(Data listing):
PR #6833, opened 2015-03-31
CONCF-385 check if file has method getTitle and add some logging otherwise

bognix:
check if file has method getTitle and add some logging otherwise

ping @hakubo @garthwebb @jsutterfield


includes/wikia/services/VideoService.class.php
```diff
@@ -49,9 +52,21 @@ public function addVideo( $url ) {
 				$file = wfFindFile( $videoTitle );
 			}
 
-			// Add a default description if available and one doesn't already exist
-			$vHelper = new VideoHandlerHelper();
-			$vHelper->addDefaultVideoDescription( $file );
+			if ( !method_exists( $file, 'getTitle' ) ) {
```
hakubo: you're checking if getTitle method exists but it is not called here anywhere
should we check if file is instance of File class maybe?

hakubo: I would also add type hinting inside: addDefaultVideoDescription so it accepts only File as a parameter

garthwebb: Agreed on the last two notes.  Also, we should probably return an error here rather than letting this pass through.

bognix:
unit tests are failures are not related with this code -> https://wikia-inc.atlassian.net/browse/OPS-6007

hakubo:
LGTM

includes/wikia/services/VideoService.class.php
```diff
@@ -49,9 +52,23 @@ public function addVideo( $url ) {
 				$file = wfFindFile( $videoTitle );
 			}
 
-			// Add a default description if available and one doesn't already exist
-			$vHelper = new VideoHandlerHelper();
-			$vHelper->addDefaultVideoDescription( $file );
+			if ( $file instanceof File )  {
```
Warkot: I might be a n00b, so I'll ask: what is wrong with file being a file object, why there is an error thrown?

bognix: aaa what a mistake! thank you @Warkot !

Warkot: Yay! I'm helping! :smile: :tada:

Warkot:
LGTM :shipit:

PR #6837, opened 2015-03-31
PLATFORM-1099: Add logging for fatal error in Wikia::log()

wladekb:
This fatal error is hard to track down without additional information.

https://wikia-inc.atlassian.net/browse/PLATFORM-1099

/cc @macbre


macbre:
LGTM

(Assignment):
Scan the listing above and identify each line holding the string "public"; copy every such line.

(Reply to the task):
@@ -49,9 +52,21 @@ public function addVideo( $url ) {
@@ -49,9 +52,23 @@ public function addVideo( $url ) {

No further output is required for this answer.